My parents bought a huge house with a lot of land and decided to sell out all the land from underneath other houses that were somehow tenants on it.  Everybody hated us, but we were stinking rich.  I was convinced you had to have shoes on when you signed a contract.

I went to a high school with Kevin, where Amy Poehler was shooting a variety show.  Somehow I went through a mirror into another dimension, and there were a lot of people there that I knew.  I discovered that if I bumped into them, their molecules would break down and I could absorb them.  Nobody liked that, so they all left, including people who were in the process of breaking down.  After we got out of the mirror, Kevin wanted me to eat in the gymnasium with him.  I told him no, we spent every waking moment together, please let me eat with my friends.  He said no, I have something important to tell you, but I still didn’t want to eat in the gym.

At some point we were on a yacht.  I think it was because we were so rich from screwing people over.

January 18, 2010

January 18, 2010

Kevin would not stop hiding the margarine container under his chair.  He would barely acknowledge it was there when I asked him to put it back.

Later, I was living in a town with my family (which was Asian), and John Lithgow lived down the street, but behaved more like his character, Arthur Mitchell.  I snuck into his house, but I can’t remember why, and someone else was there.  Later, I ran home but had gotten food from his house, and when he came to visit my parents I was sure he’d know I’d been there.  Instead he was tearfully happy to see me and talked about how we were all going on a camping trip together.  One of my aunts was Ele Knebel.

January 16, 2010

January 16, 2010

Something about widespread catastrophe, maybe global.  There were huge trucks moving dirt around.

Something about Superheroes, sort of Watchmenesque, in prison.  There were huge tubes of toothpaste in the walls, and they made you feel great.  The people guarding the Superheroes were idiots.

I remember running the ocean, in amongst all the trucks full of dirt.

January 15, 2010

January 15, 2010

My parents live in a house so unfamiliar I am shocked by each room I see because it is so different from what I expected.  Brett’s best friend, who is named Adam but is not Adam, is texting me looking for Stephanie because something is attacking him.  I call Stephanie crying, and she comes over.
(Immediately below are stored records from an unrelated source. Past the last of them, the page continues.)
PR #1375, opened 2021-02-23
Added: Quotations around directories

FMcil:
Added quotations to ${INSTALLDIR}/tsan.supp, ${INSTALLDIR}/lsan.supp and ${SETUPFILE} to allow pathnames with spaces.


oschuett:
Thanks for this PR.

However, are you sure that `install_gcc.sh` is the only affected file? A quick check suggests otherwise:

```
cd cp2k/tools/toolchain
shellcheck install_cp2k_toolchain.sh scripts/*.sh scripts/stage*/*.sh | grep SC2086 | wc -l
405
```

Later, we are watching out one of my parents’ windows and Adam is in a tent in his side yard and there is, I think, a large rabbit trying to kill him.  I ask where Brett is, and she says he has gone camping.  I am very upset by this because he is supposed to be looking after my cat, but Stephanie tells me that he left the cat with Adam.  This is not very reassuring, since Adam is still being attacked by the rabbit.

Later, my dad insists we leave the cat with Adam again so we can go to the movies.  We go through a very frightening snowy path and meet him in his strange shed out back of his house.  Adam turns out to be  a strange Asian kid that crawls and hops instead of walks.  The cat keeps getting out, but he very happily retrieves her.  He seems to like her enough, so I agree to leave her with him.  As soon as we leave the shed, he starts blasting alarms in her ears, and I want to go back to get her, but Dad says she will be fine.

We go to a very strange underground movie theatre, which eventually turns into a mall.  Shops line the sides of the tunnels, with their products hung up on the walls of it, and a counter set up just in front of the wall.  We walked through it for a while, but I was upset about leaving the cat, so I went to look for a Shoppers Drug Mart with Kassia, so that I could buy some liquid eyeliner.  We went up to a counter and I asked for the eyeliner, but it turned out that I had accidentally gone up to a doctor’s office.  They told me the doctor wouldn’t be in for an hour, and I repeated that No, I’m actually looking for eyeliner, nevermind.  Kassia then remembered that we needed immigration papers, and said as much, and we decided we would get them while we were there.